Effect of Al3+ and Sn4+ Doping at the B-site on the Electrochemical Properties of LLTO Ionic Conductors

Abstract

Perovskite-type Li_0.35La_0.55TiO₃ (LLTO) solid electrolytes have gained significant attention as promising candidates for all-solid-state batteries due to their high ionic conductivity, excellent chemical stability, and strong application potential. In modifying B-site doping in LLTO, the ionic radius of the dopant metal plays a crucial role in determining lattice stability, ionic conductivity, and other properties of the solid electrolyte.

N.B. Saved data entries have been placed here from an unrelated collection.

PR #163, opened 2024-07-28
refactor: update/add committee data types (BFT-443)

moshababo:
## What ❔

Adding minimally needed changes to support https://github.com/matter-labs/zksync-era/pull/2518, as part of committees rotation (BFT-484).

* Adding `pop: validator::Signature` (proof-of-possession) field to `WeightedValidator`.
* Adding `ValidatorCommittee` & `AttesterCommittee` types to provide protobuf formatting for DB store.

## Why ❔

These types cannot be placed in `zksync_node_consensus` because they are required by `zksync_dal::consensus_dal`, which is a dependency of `zksync_node_consensus`.

### DIFF
--- a/node/libs/roles/src/proto/validator.proto
+++ b/node/libs/roles/src/proto/validator.proto
@@ -198,4 +198,9 @@ message AggregateSignature {
 message WeightedValidator {
   optional PublicKey key = 1; // required
   optional uint64 weight = 2; // required
+  optional Signature pop = 3; // required
+}
+
+message ValidatorCommittee {
+   repeated WeightedValidator members = 1; // required
 }
--- a/node/libs/roles/src/proto/validator.proto
+++ b/node/libs/roles/src/proto/validator.proto
@@ -198,7 +198,7 @@ message AggregateSignature {
 message WeightedValidator {
   optional PublicKey key = 1; // required
   optional uint64 weight = 2; // required
-  optional Signature pop = 3; // required
+  optional Signature proof_of_possession = 3; // optional
 }
 
 message ValidatorCommittee {
--- a/node/libs/roles/src/attester/conv.rs
+++ b/node/libs/roles/src/attester/conv.rs
@@ -1,7 +1,4 @@
-use super::{
-    AggregateSignature, Batch, BatchHash, BatchNumber, BatchQC, Msg, MsgHash, MultiSig, PublicKey,
-    Signature, Signed, Signers, SyncBatch, WeightedAttester,
-};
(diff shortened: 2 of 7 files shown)


node/libs/roles/src/proto/validator.proto
```diff
@@ -198,4 +198,9 @@ message AggregateSignature {
 message WeightedValidator {
   optional PublicKey key = 1; // required
   optional uint64 weight = 2; // required
+  optional Signature pop = 3; // required
```
pompon0, line 201: use the full name: proof_of_possession.

pompon0: It has to stay optional until we bump the consensus protocol version. Also we need to think through how do we do the rollout, given that we already have external users of the consensus.

moshababo: Changes here: https://github.com/matter-labs/era-consensus/pull/163/commits/1305572a8bc9e3535671be5a6d246133efc1f9f1

node/libs/roles/src/proto/validator.proto
```diff
@@ -198,4 +198,9 @@ message AggregateSignature {
 message WeightedValidator {
   optional PublicKey key = 1; // required
   optional uint64 weight = 2; // required
+  optional Signature proof_of_possession = 3; // optional
```
pompon0, line 201: Sorry, I got confused for a moment: so here you are introducing the *new* types for committees which are *not* placed in the Genesis. Also, afaict these types are supposed to be used solely on the zksync-era side, in which case you should define them in zksync-era, not here.

pompon0: let's discuss it on the standup

moshababo: `WeightedValidator` _is_ placed in Genesis (part of `validator::Committee`), that's why I thought it's fine to make it optional, as part of the rollout (although it's not ideal).

The list types (`ValidatorCommittee`, etc.) are indeed about introducing a new type which isn't part of Genesis. In addition, They're simpler types, minimal for (de)serializing for DB store (AFAIK a simpler, `Vec<WeightedValidator>` isn't viable in protobuf).

As for the location in the codebase, since it will eventually need to be also passed in-mem from `zksync-era` to `era-consensus`, placing it here makes sense. Otherwise, another (de)serialization will need to happen.

moshababo:
Closing in favor of not introducing cross-repo integration, and instead having https://github.com/matter-labs/zksync-era/pull/2518 to add temporary data type clones.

Al³⁺ and Sn⁴⁺ are considered attractive dopants due to their low cost and ionic radii being close to that of Ti⁴⁺, minimizing lattice distortion after doping. To investigate the differences in their mechanisms, LLTO samples doped with varying proportions of Al³⁺ and Sn⁴⁺ were successfully synthesized via the high-temperature solid-state method. The Li_0.35La_0.55Ti_0.96Al_0.04O₃ sample doped with Al³⁺ exhibited a maximum ionic conductivity of 1.06 × 10^–4 S/cm with an activation energy of 0.372 eV. In contrast, the Li_0.35La_0.55Ti_0.94Sn_0.06O₃ sample doped with Sn⁴⁺ achieved a higher ionic conductivity of 2.7 × 10^–4 S/cm with an activation energy of 0.357 eV. These results indicate that LLTO doped with Sn⁴⁺ exhibits superior ionic conductivity compared to LLTO doped with Al³⁺. This suggests that doping with elements of slightly larger ionic radii may be more effective in enhancing the performance of LLTO oxide ceramic solid electrolytes.